As I've been reducing the program down, I've encountered even stranger
(IMO) behavior... In one instance, changing a function name seemed to
make the program work. I took out the handler which draws my app's
"About" box, and suddenly my problem went away. Occasionally I would
remove a function and the app would suddenly *always* fail with that
Windows crash error, and I'd have to put the function back in. Keep
in mind, these are functions which *aren't being called anywhere.*

Sometimes I could replace a function's entire contents with just "pass"
and the app would suddenly behave properly, or not behave at all.

It's almost as if whatever's doing the byte-compilation is getting
screwed up somehow, and really small changes to parts of the file which
aren't even being touched are having a huge impact on the application as
a whole. It's seriously vexing, and certainly the oddest problems I've
seen in Python.

Windows versions I can reproduce this on: XP and win2k
Python versions I've reproduced this on:
Python 2.5.4 with:
PyGTK 2.12.1-2-win32-py2.5
PyGObject 2.14.1-1.win32-py2.5
PyCairo 1.4.12-1.win32-py2.5
Python 2.6.1 with:
PyGTK 2.12.1-3-win32-py2.6
PyGObject 2.14.2-2.win32-py2.6
PyCairo 1.4.12-2.win32-py2.6
gtk+ 2.12.9-win32-2 (from http://sf.net/projects/gladewin32 , which is
the version linked to from pygtk.org)

The 2.6 Python stuff I've actually only tried on win2k so far, not XP,
though given my history with this, I suspect that that wouldn't make a
difference.

Since gtk+ is the one bit of software that hasn't been swapped out for
another version, I suppose that perhaps that's where the issue is, but
it seems like Python should be able to at least throw an Exception or
something instead of just having a Windows crash. And having it work
the FIRST time, when the .pyc's getting compiled, is rather suspicious.

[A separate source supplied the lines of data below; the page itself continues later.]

PR #575, opened 2025-07-10
Remove duplicate exports for ObType and MorType

### LINKED ISSUE #567: Duplicate `ObType` and `MorType` exported in catlog_wasm.d.ts
When I run `pnpm run build` and look at `packages/catlog-wasm/pkg/catlog_wasm.d.ts`, there are two exports for `ObType` (lines 31 and 71), which are identical:

```{typescript}
/**
 * Object type in a double theory.
 */
export type ObType = { tag: "Basic"; content: Ustr } | { tag: "Tabulator"; content: MorType };
```

However, there are two *non-identical* exports for `MorType` (lines 36 and 66), with the latter not including the `Composite` tag type:

```{typescript}
/**
 * Morphism type in a double theory.
 */
export type MorType = { tag: "Basic"; content: Ustr } | { tag: "Composite"; content: MorType[] } | { tag: "Hom"; content: ObType };

...

/**
 * Morphism type in a double theory.
 */
export type MorType = { tag: "Basic"; content: Ustr } | { tag: "Hom"; content: ObType };
```

This is causing issues in the ECLD branch, because we use `Composite`, and it seems like the latter declaration overwrites the former, which results in the following browser console error when trying to actually create one of these composite morphisms:

```
Error: Error: unknown variant `Composite`, expected `Basic` or `Hom`
```

---

I *think* the problem comes from the fact that both `packages/catlog-wasm/src/theory.rs` and `packages/notebook-types/src/v0/theory.rs` define a `MorType`, and the latter only includes `Basic` and `Hom`.

tim-at-topos:
closes #567

### DIFF
--- a/packages/catlog-wasm/src/theory.rs
+++ b/packages/catlog-wasm/src/theory.rs
@@ -16,33 +16,6 @@ use catlog::dbl::theory;
 use catlog::dbl::theory::{DblTheory as _, TabMorType, TabObType};
 use catlog::one::Path;
 
-/// Object type in a double theory.
-#[derive(Clone, PartialEq, Eq, Hash, Debug, Serialize, Deserialize, Tsify)]
-#[serde(tag = "tag", content = "content")]
-#[tsify(into_wasm_abi, from_wasm_abi)]
-pub enum ObType {
-    /// Basic or generating object type.
-    Basic(Ustr),
-
-    /// Tabulator of a morphism type.
-    Tabulator(Box<MorType>),
-}
-
-/// Morphism type in a double theory.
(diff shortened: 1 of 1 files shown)


tim-at-topos:
@epatters ok, looking at all the failing build errors, it was definitely not as simple as just removing those lines completely... maybe I misunderstood what you meant

epatters:
Most of the errors are just imports that need to be fixed, but there will be a couple lines of substantive changes that I didn't think about.

I'll take care of this tonight.

epatters:
Replaced by #578.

Anyway, I'll continue trying to pare this app down to one manageable
script which I can post here, but until then I'd be happy to hear ideas
from anyone else about this.

Thanks!

-CJ
 
B

bieffe62

Hello list!

I'm having a strange issue, and I'm not entirely certain yet where
the actual problem is (ie, Python, PyGTK, or gtk+), but I figure I'll
start here.  Bear with me, this'll probably be a long explanation...

I've been building an app which is meant to be run on both Linux and
Windows.  It uses PyGTK for its GUI, and the main area of the app is
a gtk.DrawingArea which I draw on using PyCairo.  I've been developing
on Linux, and it works great on that platform, with no issues that
I'm aware of.  When running on Windows, though, the app exhibits the
following behavior:

  1) When the .py of the main file which runs the application GUI first
  gets compiled to a .pyc (ie: the first time it's run, or the first
  time after .py modification), the application runs totally fine, with
  no apparent problems.

  2) Any attempt AFTER that, the application will start up, *start* to
  do its data-loading, but then almost immediately crash with an
  enigmatic "python.exe has generated errors and will be closed by
  Windows."  When it does so, there is no output whatsoever to the
  console that the application was launched from, and the crash doesn't
  always happen in exactly the same place.

The pattern remains the same, though - if the .pyc needs to be compiled,
the application works fine, but if not: boom.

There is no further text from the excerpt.